Пименов тогда очень понимающе поспешил заверить, что ничего подобного и быть не может.

А если действительно вброшена эта информация для того, чтобы скомпрометировать, припозорить руководителя, возможно, действительно предлагали, но он отказал в подряде, потому что кому-то другому пообещал. Такие случаи были, Хмара помнит, как долго разбирались с директором совхоза Худяковым, который отказался повторно нанимать не очень добросовестных строителей, а те написали жалобу, что он взял у них пять тысяч рублей и не собирается отдавать. Прокурор основательно занялся тогда этим делом, Худяков, поначалу смеявшийся в ответ на все вопросы, вскоре не на шутку запереживал, и спасло его только письмо молодого парня из бригады, полученное уже после отъезда ее в другой район. Парень писал, что ему стыдно за товарищей и просил прощения у Валентиныча, как любовно называли директора. Прокурор провел экспертизу письма по росписи парня в договоре прошлого года, проверку закрыл и тут же успокоил Худякова: коли нет расписки, что деньги в долг взял, то и вопросов быть не должно, но письменное заявление он обязан был проверить. Поговаривали, что не без помощи Стрекалёва бдительный прокурор вскоре уехал из района.

Хмара, никого не ставя в известность, проехал по колхозу, посмотрел подготовку ферм, с кавказцами не разговаривал, чтобы не вызвать подозрений. На складе стройматериалов поговорил с заведующей, поинтересовался, куда предназначены плахи и брус. Услышав, что на ремонт фермы в Чирках, о которой и говорили ходоки, Хмара мрачно кивнул: слишком многое сходится.

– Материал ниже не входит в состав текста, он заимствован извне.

Issue #872, opened 2020-11-25
Fix how unitsSummarized uses AMI charts 


pbn4:
When changing AMI chart entity to be a relation of Unit instead of Property I noticed that we are actually not using amiChartId per unit when computing this, but we are retrieving an AMI chart for first Unit in a collection and apply that for the rest. 

Notes
* Unit summarized logic only used AMI of first unit and used that to compute summary table 
* Use range if we have multiple AMI charts

pbn4:
Related code https://github.com/bloom-housing/bloom/blob/974f5d0b71081f8e5b75aedb95e2017d978da7a6/services/listings/src/lib/unit_transformations.ts#L43

software-project:
For now at least that works as we don't really have multiple charts per listing. If we did there is a matter how would we even show it (just wider income ranges? or something more?). Another question is (I don't remember the answer) if we really need multiple ami charts per one listing. If we will have new property model, maybe one chart per each listing for the property will be enouch?

pbn4:
> If we did there is a matter how would we even show it (just wider income ranges? or something more?). 

OK that I don't know and it probably needs to be discussed more broadly. 

> Another question is (I don't remember the answer) if we really need multiple ami charts per one listing. 

@slowbot If I recognize correctly we want to be able to configure ami chart at unit level, right?

slowbot:
@software-project @pbn4 

There are and will be use cases of multiple ami charts per building so we should allow for ami chart to be assigned at the unit level.

emilyjablonski:
For QA, ensure that existing HMI tables look as we expect them to

slowbot:
@seanmalbert @emilyjablonski Can you help me get the new multiple AMI charts seeds onto dev so I can QA?

slowbot:
@emilyjablonski Why is there a range expressed for max income per ami level? 

I think we can simplify this table and only display a single max max income for each hh size and ami level.

emilyjablonski:
@slowbot We have ranges in the case that a listing is using multiple ami charts across different units, so we don't have dedicated columns for each chart in this case. Do you still want to not use ranges here and just take the max of all possible values?

PR #1575, opened 2021-07-27
Remove AmiChart object from UnitDto

pbn4:
# Pull Request Template

## Issue

Addresses # (https://github.com/bloom-housing/bloom/issues/1557)

- [ ] This change addresses the issue in full
- [ ] This change addresses only certain aspects of the issue
- [ ] This change is a dependency for another issue
- [ ] This change has a dependency from another issue

## Description

This change removes AmiChart object from UnitDto. 

## Type of change

- [ ] Bug fix (non-breaking change which fixes an issue)
- [ ] New feature (non-breaking change which adds functionality)
- [ ] Breaking change (fix or feature that would cause existing functionality to not work as expected)
- [ ] Prototype/POC (not to merge)
- [ ] This change is a refactor/address technical debt
- [ ] This change requires a documentation update
- [ ] This change requires a SQL Script

## How Can This Be Tested/Reviewed?

Please describe the tests that you ran to verify your changes. Provide instructions so we can review. Please also list any relevant details for your test configuration

- [ ] Desktop View
- [ ] Mobile View
- [ ] Test A
- [ ] Test B

## Checklist:

- [ ] My code follows the style guidelines of this project
- [ ] I have performed a self-review of my own code
- [ ] I have reviewed the changes in a desktop view
- [ ] I have reviewed the changes in a mobile view
- [ ] I have commented my code, particularly in hard-to-understand areas
- [ ] I have made corresponding changes to the documentation
- [ ] My changes generate no new warnings
- [ ] I have added tests that prove my fix is effective or that my feature works
- [ ] New and existing unit tests pass locally with my changes
- [ ] Any dependent changes have been merged and published in downstream modules
- [ ] I have assigned reviewers
- [ ] I have updated the changelog to include a description of my changes

PR #1678, opened 2021-08-17
872/allow for unit sets to have multiple ami charts

emilyjablonski:
# Pull Request Template

## Issue

Addresses #872

## Description

Allows for sets of units to have multiple AMI charts, and in doing so updates the HMI chart visually to display ranges of maximum income values if there are multiple AMI charts in use. Also fixes some existing sorting bugs, fixes the BMR chart seed which I discovered wasn't working, and adds two new seeds to test this behavior that will render each flavor of the HMI table with multiple AMI charts. Screenshots of them both below. I essentially re-wrote the function and added a few comments to try to make it more readable but I don't know that I succeeded there 😨 

Screen Shot 2021-08-16 at 7 08 17 PM
Screen Shot 2021-08-16 at 6 30 42 PM

## Type of change

Check out the new seeds, and the existing seeds against the tables on dev to ensure they didn't break.

## Checklist:

### DIFF
--- a/backend/core/src/seeds/listings/listing-default-bmr-chart-seed.ts
+++ b/backend/core/src/seeds/listings/listing-default-bmr-chart-seed.ts
@@ -1,18 +1,47 @@
 import { ListingDefaultSeed } from "./listing-default-seed"
-import { getDefaultUnits } from "./shared"
+import { getDefaultUnits, getDefaultProperty, getDefaultAmiChart } from "./shared"
+import { UnitCreateDto } from "../../units/dto/unit.dto"
+import { BaseEntity } from "typeorm"
 
 export class ListingDefaultBmrChartSeed extends ListingDefaultSeed {
   async seed() {
     const listing = await super.seed()
     const defaultUnits = getDefaultUnits()
+
+    const unitTypeOneBdrm = await this.unitTypeRepository.findOneOrFail({ name: "oneBdrm" })
+    const unitTypeTwoBdrm = await this.unitTypeRepository.findOneOrFail({ name: "twoBdrm" })
+
+    const amiChart = await this.amiChartRepository.save(getDefaultAmiChart())
+
+    const property = await this.propertyRepository.save({
+      ...getDefaultProperty(),
+    })
+
+    const bmrUnits = [
+      { ...defaultUnits[0], bmrProgramChart: true, monthlyIncomeMin: "700", monthlyRent: "350" },
+      { ...defaultUnits[1], bmrProgramChart: true, monthlyIncomeMin: "800", monthlyRent: "400" },
+    ]
+
+    const unitsToBeCreated: Array<Omit<UnitCreateDto, keyof BaseEntity>> = bmrUnits.map((unit) => {
+      return {
+        ...unit,
+        property: {
+          id: property.id,
+        },
+        amiChart,
+      }
+    })
+
+    unitsToBeCreated[0].unitType = unitTypeOneBdrm
+    unitsToBeCreated[1].unitType = unitTypeTwoBdrm
+
+    await this.unitsRepository.save(unitsToBeCreated)
+
     return await this.listingRepository.save({
       ...listing,
       name: "Test: Default, BMR Chart",
       preferences: [],
-      units: [
-        { ...defaultUnits[0], bmrProgramChart: true, monthlyIncomeMin: "700", monthlyRent: "350" },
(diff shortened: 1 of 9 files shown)


backend/core/src/seeds/listings/listing-default-bmr-chart-seed.ts
```diff
@@ -1,18 +1,47 @@
 import { ListingDefaultSeed } from "./listing-default-seed"
-import { getDefaultUnits } from "./shared"
+import { getDefaultUnits, getDefaultProperty, getDefaultAmiChart } from "./shared"
```
emilyjablonski, line 2: This seed listing just wasn't working anymore and we must have missed it - so now I'm actually adding the appropriate units so we get the BMR chart

emilyjablonski:
I'll make another issue but I also realized in the process of doing this that a few things in this table aren't translated (existing issue)

backend/core/src/shared/units-transformations.ts
```diff
@@ -32,85 +34,131 @@ const minMaxCurrency = (baseValue: MinMaxCurrency, newValue: number): MinMaxCurr
...
+  // All unique combinations of an AMI percentage and an AMI chart across all units
+  const uniquePercentageChartSet: ChartAndPercentage[] = [
+    ...new Set(
+      units
+        .map((unit) => {
+          return { percentage: parseInt(unit.amiPercentage, 10), chart: unit.amiChart }
+        })
+        .map((item) => JSON.stringify(item))
+    ),
+  ].map((uniqueSetString) => JSON.parse(uniqueSetString))
```
seanmalbert, line 66: I think it will be more efficient to only reference the amiChart id here and not the full chart. If I'm reading this hmiData function correctly, the only place we need to know the actual chart item data is in `findAmiValueInChart`, so if you updated that function to take the chart id, and used that to get the chart data, I think some of this could be simplified. This does mean that ami charts would need to be fetched separately, but that could and probably should be cached, since I doubt they change very frequently. While this probably doesn't really help speed up processing time, it should reduce the amount of memory used, especially when you take into account that we could take this approach with ami charts everywhere and only ever request the chart id along with listing units.

seanmalbert (changes requested):
@emilyjablonski , I'm impressed that you were able to get this refactor turned around so quickly, that hmiData method is not easy to follow, at least for me. There are a couple of places that I noticed where I think we can make some improvement. Please see my comments. The main one is having to do with how we're handling and referencing the ami charts. Please let me know if you have any questions.

emilyjablonski:
@slowbot The content wraps where needed already so we should be good to go there, and it will be a little challenging to add the per month and per year since we're just passing translation keys and not pre-translated text and we don't have a way to do that yet for ranges. I would love to do that in a separate PR if that's okay since this one is blocking?

backend/core/src/shared/units-transformations.ts
emilyjablonski: This makes sense to me and I can see the memory gains, but currently I don't think we have access to the amiChart id here without other backend changes. The Unit entity only has the amiChart as `AmiChart`. So I think we need the other PR's [changes](https://github.com/bloom-housing/bloom/pull/1575/files#diff-71332228c9550323008f3cb6962ea93aaa4bf15137a6eeae135ee63dde3ac1a3R56) to move forward with that improvement.

backend/core/src/shared/units-transformations.ts
```diff
@@ -32,85 +34,131 @@ const minMaxCurrency = (baseValue: MinMaxCurrency, newValue: number): MinMaxCurr
...
+
+  type ChartAndPercentage = {
+    percentage: number
+    chart: AmiChart
+  }
+
+  // All unique AMI percentages across all units
+  const allPercentages: number[] = [
+    ...new Set(
+      units.map((unit) => parseInt(unit.amiPercentage, 10)).filter((item) => item != null)
```
seanmalbert, line 51: @emilyjablonski , this looks good, can you just switch the order of the filter and map.

backend/core/src/shared/units-transformations.ts
seanmalbert: I think that's fine, since that PR does fetch the ami charts, we can swap that out there.

seanmalbert (approved):
@emilyjablonski ,
Looks good, just one request before you merge to swap a map and filter placement. See comment in code.

PR #1689, opened 2021-08-18
Add a migration for small changes to `units`, `units_summary`, and `user_roles` tables

anders-schneider:
It looks like there's a small backlog of migrations to be generated. Running `yarn db:migration:generate` resulted in this new migration file. There are a couple separate changes: `units.status` cannot be null and defaults to "unknown", `units_summary.monthly_rent` is an integer, `units_summary` is updated to include a foreign-key reference to the `listings` table, and the foreign-key relationship between `user_roles` and `user_accounts` is updated.


seanmalbert (approved):
Thank you, @anders-schneider!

С Пименовым решил действовать напрямую, зная его трусоватость. Утром предупредил, что приедет по очень важному делу, велел ждать, но приехал только после обеда. Пименов встретил у правления, пожал руку, Хмара отметил, что рука вздрагивает и ладонь чересчур влажная. Прошли в кабинет, Пименов начал было докладывать о ходе уборки, Хмара остановил его легким движением руки:

-  Ты мне лучше расскажи, как собираешься ремонтировать ферму в Чирках, почему с весны не взял вторую бригаду, хотя возможность такая была? Почему качество ремонта у грузин - хуже не бывает, а ты сквозь пальцы смотришь? И, наконец, сколько ты с них получил за дополнительные объемы?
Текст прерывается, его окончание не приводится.